We initially found that any supplement use, MVM supplement use, and supplement use of individual nutrients were all associated with a lower risk of all-cause mortality after adjusting for age, sex, and race/ethnicity. However, most of the associations became statistically insignificant after additional adjustments of education and lifestyle factors. These results suggest that supplement use itself does not have direct health benefits. The apparent association between supplement use and lower mortality may reflect confounding by higher socioeconomic status and healthy lifestyle factors that are known to reduce mortality. Indeed, our results along with those of others (18, 19) suggest that supplement users have higher levels of education and income and an overall healthier lifestyle (e.g., better diet quality, higher levels of physical activity, not smoking or drinking alcohol, and having a healthy weight) than nonusers. In addition, we and others (20, 21) found that supplement users, compared to nonusers, had higher levels of nutrient intake from foods alone. Thus, without additional nutrients from supplements, supplement users may have already had a lower prevalence of nutrient inadequacy that contributes to a lower mortality. Our null findings are consistent with those from other recent cohort studies. For example, dietary supplement use was not associated with all-cause, CVD, or cancer mortality among 23,943 participants in the European Prospective Investigation into Cancer and Nutrition (EPIC-Heidelberg) (22). Long-term multivitamin use was not associated with reduced incidence or mortality of stroke among 86,142 women in the Nurses’ Health Study (23). Similarly, systematic review of cohort studies and intervention trials does not support the benefits for supplement use for primary prevention of CVD or cancer (3, 24). Although the use of lycopene supplement (yes vs. no) was associated with a lower risk of all-cause and cancer morality in our study, prior evidence from prospective cohort studies does not support that foods containing lycopene are associated with cancer risk (25). Evidence from RCTs also fails to support the chemoprevention role of lycopene supplements in prostate cancer (26, 27). Taken together, the totality of the current evidence does not support mortality benefits associated with the use of dietary supplements.
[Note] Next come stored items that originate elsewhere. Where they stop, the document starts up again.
PR #512, opened 2025-04-22
HMS-5508: Patternfly 5 - 6 update

Andrewgdewar:
## Summary

- Updates Patternfly and associated packages to pf6
- Touches a lot of files 😞


jlsherrill:
https://issues.redhat.com/browse/HMS-5508

rverdile (commented):
I've been using this as my frontend to see if I notice any problems, and for the most part I don't. I've noticed only two things, but these could also just be issues with patternfly.

1) The repositories and templates are kinda smushed on my screen. I can't see the column headers, the "18 hours ago" text needs to two lines,  the status needs two lines.
**Before:**
image

**After:**
image

2) the "In progress" status text is kinda purple 

Added a before screenshot. And actually it was also an issue on patternfly 5, although it is a little worse now

xbhouse:
> I've been using this as my frontend to see if I notice any problems, and for the most part I don't. I've noticed only two things, but these could also just be issues with patternfly.
> 
>     1. The repositories and templates are kinda smushed on my screen. I can't see the column headers, the "18 hours ago" text needs to two lines,  the status needs two lines.
>        **Before:**
>        image
> 
> 
> **After:** image
> 
>     2. the "In progress" status text is kinda purple
> 
> 
> Edit: added a before screenshot. And actually it was also an issue on patternfly 5, although it is a little worse now

pushed a fix to try to match the colors as much as possible to what we have currently, there were lots of pastels by default :laughing: 

and adjusted the padding on the table, it's still not great but maybe not worse than it is in pf5? let me know how it's looking on your end

rverdile:
looks better!

_playwright-tests/UI/SnapshotRepo.spec.ts
```diff
@@ -35,15 +35,14 @@ test.describe('Snapshot Repositories', () => {
 
     await test.step('Filter by architecture', async () => {
       await page.getByRole('button', { name: 'filter architecture' }).click();
-      await page.getByRole('option', { name: 'x86_64' }).click();
+      await page.getByTestId('filter_x86_64').click();
```
dominikvagner, line 38: if this is only possible to target with testid than that sucks big time, I wonder is it a configuration issue on our side or if it really coming from patternfly as I am getting this error in the console on clicking any dropdown options/items 🤔 
we should investigate this, if not in this PR, then in a follow up 🔍 

2025-05-21-150542_hyprshot

dominikvagner (commented):
added few comments, but overall looks good! (_the PR not the new Patternfly, that's ugly_ 🤢😂)
some of them could/should be solved as followups so this isn't blocked much further and we can merge it sooner before it deviates a lot 😅

also this needs to be rebased, because of conflicts and to get the playwright CI fixes so the tests have some chance of passing 😄

src/Pages/Repositories/ContentListTable/ContentListTable.tsx
```diff
@@ -93,6 +90,11 @@ const useStyles = createUseStyles({
   uploadIcon: {
     marginLeft: '8px',
   },
+  tightPadding: {
+    '& th, & td': {
+      padding: '4px 8px',
+    },
+  },
```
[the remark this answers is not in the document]
xbhouse: makes sense :laughing: :cry:  removed the custom css, i can open a ticket with the PF team to try and improve this

_playwright-tests/UI/TemplateCRUD.spec.ts
```diff
@@ -34,16 +34,16 @@ test.describe('Templates CRUD', () => {
     });
     await test.step('Create a template', async () => {
       await page.getByRole('button', { name: 'Add content template' }).click();
-      await page.getByRole('button', { name: 'Select architecture' }).click();
-      await page.getByRole('option', { name: 'aarch64' }).click();
-      await page.getByRole('button', { name: 'Select version' }).click();
-      await page.getByRole('option', { name: 'el9' }).click();
+      await page.getByRole('button', { name: 'filter arch' }).click();
+      await page.getByTestId('filter_aarch64').click();
```
xbhouse, line 38: changed these to use test ID since that's the only thing that seems to work so far, i remember Andrew was fighting with the dropdown targeting :cry: still investigating

dominikvagner: this seems to do the job 😅 _(pro tip: every time a locator is weird try launching the playwright debug mode `--debug` and using the pick locator tool they have, also you live edit it in the bottom split to tweak it 🤓)_
```ts
await page.getByRole('menuitem', { name: 'aarch64' }).click();
```

xbhouse: hmmm i tried using menuitem and it didn't work :thinking: let me try again

xbhouse: ok! that does work for the add template modal, but not for the add repo modal :laughing: but it _looks like_ menuitem should work for both:

add repo modal: `<button tabindex="-1" class="pf-v6-c-menu__item" role="menuitem" type="button"><span class="pf-v6-c-menu__item-main"><span class="pf-v6-c-menu__item-text">x86_64</span></span></button>` 

add template modal: `<button tabindex="0" class="pf-v6-c-menu__item" role="menuitem" type="button"><span class="pf-v6-c-menu__item-main"><span class="pf-v6-c-menu__item-text">aarch64</span></span></button>`

xbhouse: i think (and i may be wrong, but it's the only difference i see) for some reason getbyrole isn't working with the repo add modal dropdowns because aria-hidden is true on those menus, but not on the template repo add modal dropdowns :exploding_head: 

we can work around using getbyrole by doing something like i have currently pushed up or maybe this: `await page.locator('[role="menu"] [role="menuitem"]', { hasText: 'x86_64' }).click();` and i can open a ticket for this as a follow-up? that way we can get the majority of these changes checked out by UX sooner

_playwright-tests/UI/SnapshotRepo.spec.ts
xbhouse: opened this for removing the deprecated components: https://issues.redhat.com/browse/HMS-8602

_playwright-tests/UI/TemplateCRUD.spec.ts
dominikvagner: yeah, you're right, the `aria-hidden` set on that menu breaks Playwright as it isn't available through the accessibility API when it's aria hidden 😒 
spent couple hours looking for a fix and didn't find anything which would solve this 🥲 also looked in the PF docs and even their "modal with dropdown" [example](https://www.patternfly.org/components/modal#with-dropdown) is broken (i.e.: throws this error about blocking aria-hidden on an element)❗  
2025-05-26-143630_hyprshot

this is very annoying, as this makes the modal unusable for anyone using assistive technologies, proper testing and the form is also not able to be fully filled only using a keyboard, because unless you click any of the menu items first prompting the browser to block the aria hidden attribute you can't select the arch or dist with just using the keyboard 😞

but as this doesn't seem to be the fault of this PR (even though I don't understand why it works in the template modal/wizard 😵‍💫) I also think we should create a follow-up for this, where part of it would be filing a bug in PF to fix this 😅

xbhouse: started a thread with the patternfly team [here](https://redhat-internal.slack.com/archives/C04JMHKSD9C/p1748354607400429)

dominikvagner (approved):
re-reviewed and this seems to be good to go! 🙌🏼 all tests are passing (konflux+playwright) 🚀 
let's not wait for long before merging this, approving! ✅ _(although it might be good to have more than 1 ack, becasue of the size of this PR 😅)_

awesome job @Andrewgdewar and @xbhouse for getting this over finish line! 👏🏼🫶

deploy/frontend.yaml
```diff
@@ -18,15 +18,15 @@ objects:
...
-      navItems:
-        - appId: "content-sources"
-          title: "Repositories"
-          href: "/insights/content/repositories"
-          product: "Content"
-        - appId: "content-sources"
-          title: "Templates"
-          href: "/insights/content/templates"
-          product: "Content"
+      # navItems:
```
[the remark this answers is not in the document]
xbhouse: with this version of fec, when the navItems are left in we see:

```
  Frontend CRD validation error:
    - must NOT have additional properties
      /objects/0/spec
      additionalProperties
      {"additionalProperty":"navItems"}
[fec] Warn:  Error: Frontend CRD validation failed! must NOT have additional properties
```

i wonder if those are unnecessary if we have the module property? Andrew's comment on this change notes `fec update` so it could be related to the fec version change

src/Pages/Repositories/RepositoryLayout.tsx
```diff
@@ -33,7 +29,7 @@ const useStyles = createUseStyles({
     },
   },
   containerMargin: {
-    margin: '24px',
+    margin: '16px 24px', // TODO: Check if side padding is desired
```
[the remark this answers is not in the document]
rverdile: I also don't really see a difference

rverdile:
this looks good to me

xbhouse:
thanks for all your work @Andrewgdewar :heart: merging to get these changes in

PR #10, opened 2023-07-13
XIVY-11751 provide standalone integration

ivy-lmu:
she is not yet a beauty, but she works
image

### DIFF
--- a/packages/editor/src/yaml-table.tsx
+++ b/packages/editor/src/yaml-table.tsx
@@ -13,13 +13,24 @@ import './codicon.css';
 import './yaml-table.css';
 
 interface YAMLVariablesTableProps {
-    vscodeApi: WebviewApi<unknown>;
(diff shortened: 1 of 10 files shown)


packages/editor/src/yaml-table.tsx
```diff
@@ -13,13 +13,24 @@ import './codicon.css';
 import './yaml-table.css';
 
 interface YAMLVariablesTableProps {
-    vscodeApi: WebviewApi<unknown>;
+    vscodeApi?: WebviewApi<unknown>;
```
ivy-lli, line 16: I assume this part needs to be part to from the vscode integration?

ivy-lli (approved):
🆒

packages/editor/src/yaml-table.tsx
ivy-lmu: Yes, this API is provided when the table is rendered in the vs code extension.

PR #39, opened 2024-03-27
XIVY-11980 implement basic editor layout

ivy-lgi:


packages/editor/src/components/editor/Editor.tsx
```diff
@@ -0,0 +1,39 @@
...
+    <Flex justifyContent='center' alignItems='center' style={{ height: '100%' }}>
+      <span>Content</span>
+    </Flex>
+  );
+  const detailTitle = 'Variables Editor - variableA';
+  const detailContent = (
+    <Flex justifyContent='center' alignItems='center' style={{ height: '100%' }}>
+      <span>Properties</span>
+    </Flex>
+  );
```
ivy-lli, line 18: better directly craft some components, then you can already use them in the jsx below.

ivy-lli (approved):
Fine for me, but if you merge it like this, you will break the integration in the vscode extension. 
You could also leave the yaml-table component as it is for now and simply integrate it into the content part of the editor, or maybe just disable the vscode integration tests for now.

ivy-lgi:
I moved the new editor into its own package to not interfere with existing stuff.

PR #40, opened 2024-03-27
XIVY-11980 implement Variables component

ivy-lgi:
image

### DIFF
--- a/packages/new-editor/src/components/editor/Editor.css
+++ b/packages/new-editor/src/components/editor/Editor.css
@@ -1,7 +1,3 @@
-.editor {
-  height: 100vh !important;
-}
-
 .master-panel {
   background-color: var(--N100);
 }
--- a/packages/new-editor/src/components/editor/Editor.css
+++ b/packages/new-editor/src/components/editor/Editor.css
@@ -1,3 +1,7 @@
+.editor {
+  height: 100vh !important;
+}
+
 .master-panel {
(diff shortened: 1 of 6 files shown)


packages/new-editor/src/components/editor/Editor.css
```diff
@@ -1,3 +1,7 @@
+.editor {
+  height: 100vh !important;
```
ivy-lli, line 2: sorry but I don't like to see `!important` statements in CSS...
IMO this is mostly not needed and only a sign for missing knowledge how CSS and the specificity of selectors work: https://1ivy.atlassian.net/wiki/spaces/IVYTEAM/pages/6988639/CSS

packages/new-editor/src/components/editor/Editor.tsx
```diff
@@ -1,35 +1,44 @@
...
   const masterTitle = 'Rest Clients Editor';
-  const masterContent = (
-    <Flex justifyContent='center' alignItems='center' style={{ height: '100%' }}>
-      <span>Content</span>
-    </Flex>
-  );
   const detailTitle = 'Variables Editor - variableA';
+  const variables = [
+    {
+      key: 'param.procurementRequest',
```
ivy-lli, line 12: as example I would rather use a variables.yaml structure than a mapping example ;)

ivy-lli (approved):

We also found that the mortality benefits associated with adequate intake of some nutrients (e.g., vitamin A, vitamin K, magnesium, and zinc) were confined to intake from foods and not supplements. There were also some suggestions that excess intake of some nutrients may have untoward effects. For example, a higher cancer mortality was observed in association with total calcium intake >UL. The potential harm of excess calcium intake has not been consistently reported (28), with some trials reporting reduced cancer risk associated with high intake (2931) and others raising concerns about its safety (3234). For example, the Health Professionals Follow-up Study reported total calcium intake ≥1500 mg/d was associated with an increased risk of advanced or fatal prostate cancer among 47,750 men in the cohort (35). In a recent systematic review of 11 cohort studies, high total calcium intake was associated with an increased risk of prostate cancer (RR=1.11, 95% CI: 1.02–1.20) and the association appeared stronger among those being followed for 10+ years (HR=1.22, 95% CI: 1.07–1.38) (36). The underlying mechanisms are unclear and may involve the stimulation of calcium-sensing receptors to promote secretion of parathyroid hormone-related protein, which could subsequently inhibit cell differentiation and alter proliferation (37). We further evaluated calcium intake from foods versus supplements and found that the increased cancer mortality was only for high-dose calcium intake (at ≥1000 mg/d) from supplements not foods. These data are consistent with results from 59,744 male participants of the CPS-II Nutrition Cohort where lower supplemental doses (<1000 mg/d) or calcium intake from foods conferred no increased risk whereas higher supplemental doses of calcium (≥1000 mg/d) were associated with an increased all-cause mortality (8). The difference between the supplement versus food source of calcium may be explained by their different effects on circulating calcium: high calcium intake from foods can lead to reduced intestinal absorption and increased urinary excretion whereas long-term supplement use did not diminish circulating calcium levels (34).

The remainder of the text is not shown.